Answer with the exact lines of the following material from the one containing "<source>Selection color:</source>" through the one containing "<source>Open Containing Folder...</source>", both end lines included.

• _WORKING DATA_:
=== Begin Enclosure ===
PR #1332, opened 2016-08-10
Update: Turkish translations.

nuriu:
Just updated new entries.

Thanks for keep working.


bjorn:
Looks good, thanks for the update!

PR #1333, opened 2016-08-11
Updated Russian translation.

IMMZ:
All new strings were translated.

### DIFF
--- a/translations/tiled_ru.ts
+++ b/translations/tiled_ru.ts
@@ -653,7 +653,7 @@
     <message>
         <location line="+8"/>
         <source>Paste &amp;in Place</source>
-        <translation>Вставить &amp;в месте</translation>
+        <translation>Вставить на &amp;место</translation>
     </message>
     <message>
         <location line="+3"/>
@@ -1374,7 +1374,7 @@ Line %1, column %2</source>
         <location line="+27"/>
         <location line="+6"/>
         <source>Theme</source>
-        <translation>Оформление</translation>
+        <translation>Тема</translation>
     </message>
     <message>
         <location line="+20"/>
@@ -1384,7 +1384,7 @@ Line %1, column %2</source>
     <message>
         <location line="+5"/>
         <source>Fusion</source>
-        <translation type="unfinished"></translation>
+        <translation>Fusion</translation>
     </message>
     <message>
         <location line="+5"/>
@@ -1394,7 +1394,7 @@ Line %1, column %2</source>
     <message>
         <location line="+8"/>
         <source>Selection color:</source>
-        <translation>Выбор цвета:</translation>
+        <translation>Цвет выделения:</translation>
     </message>
     <message>
         <location line="+10"/>
@@ -2636,7 +2636,7 @@ Line %1, column %2</source>
     <message>
         <location line="+6"/>
         <source>Open Containing Folder...</source>
-        <translation>Открыть содержащую папку...</translation>
+        <translation>Открыть папку, содержащую карту...</translation>
     </message>
     <message>
         <location line="+139"/>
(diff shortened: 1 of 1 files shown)


IMMZ:
Oops, sorry, extension mismatch has incomplete translation. DO NOT MERGE! - I'll fix it now.

IMMZ:
Fixed and re-checked. Now all OK and ready for merge.

translations/tiled_ru.ts
```diff
@@ -4733,8 +4733,8 @@ Please select specific format.</source>
     <message numerus="yes">
         <location filename="../src/tiled/flipmapobjects.cpp" line="+39"/>
         <source>Flip %n Object(s)</source>
-        <translation type="unfinished">
-            <numerusform></numerusform>
+        <translation>
+            <numerusform>Повернуть %n объект(ов)</numerusform>
```
bjorn: It seems Russian has space for three plural forms, but here you're only using one. Probably you could split it up and avoid the "(ов)" part, right?

The "(s)" is only part of the source text out of necessity, because there is only one version of source string.

bjorn:
Thanks for updating the Russian translation! Normally @semtiko did this, but it seems you've beaten him to it. Maybe @semtiko would like to do a quick review as well?

I did find one issue with a plural-enabled string, please have a look at it.

translations/tiled_ru.ts
IMMZ: Don't sure if I understand correctly but I try to reply. In this case it could be 2 ways of Russian word endings depending of actual amount of objects. Example:
- 4 объект(а)
- 5 объект(ов)

In such case what type of fix you expect from me?
- Merge both endings: Повернуть %n объект(ов/а)
- Choose one default: Повернуть %n объектов
- Use no ending: Повернуть %n объект (this sounds strange because such form is only correct for singular forms.

bjorn: What I [read here](https://developer.mozilla.org/en-US/docs/Mozilla/Localization/Localization_and_Plurals#Plural_rule_.237_.283_forms.29) is that Russian has three plural forms concerning numbers:

1. ends in 1, excluding 11
1. ends in 2-4, excluding 12-14
1. everything else

I don't know what application you used for the translation, but if it is Qt Linguist you should see three fields for the translation. You should use these fields to put in the appropriate translation for each of the above cases. This way, there should be no need for things like "(ов/а)" in the string. Judging by your examples, the translations should be:

1. Повернуть %n объект
1. Повернуть %n объекта
1. Повернуть %n объектов

IMMZ:
@bjorn, I've fixed it. Really, some old examples from @semtiko already use three forms (' ', 'а' and 'ов'). Also I tried to use more appropriate translation for flip. I'll look by this PR (rebase + push) while we wait for @semtiko review.

bjorn:
I noticed @semtiko already pushed some translation updates to Weblate on Sunday. Since he was first, I've pushed those updates to the repository. @IMMZ, if you rebase your changes you could resolve conflicts in the translation file, and judge which version is better if there are any differences. If you find anything to improve please update this pull request. If not you can close it of course.

IMMZ:
@bjorn I left a best variants of our commits in this PR + a few improvements:
- Translated Theme as word-to-word 'Theme'  in Russian. I think this would be better because the users often see this word in Windows' or KDE's/XFCE's/etc or other apps' settings.
- Fixed incorrect translation of 'Selection color' in 'Theme'. It was as 'Choose color' in Russian and it is hard to understand what color you have to choose.
- Made second words in 'Flip %n Objects' lowercase. There are already other similar cases where the all words but 1st are lowercase. For example 'Duplicate %n Object(s)' in AbstractObjectTool. For unified GUI here we should use such rule.

bjorn:
@IMMZ Alright, thanks for the additional improvements and for explaining them! Sounds reasonable to me, so I'll just merge this.

IMMZ:
@bjorn Good :+1:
=== End Enclosure ===
• _EXERCISE RESPONSE_:
         <source>Selection color:</source>
-        <translation>Выбор цвета:</translation>
+        <translation>Цвет выделения:</translation>
     </message>
     <message>
         <location line="+10"/>
@@ -2636,7 +2636,7 @@ Line %1, column %2</source>
     <message>
         <location line="+6"/>
         <source>Open Containing Folder...</source>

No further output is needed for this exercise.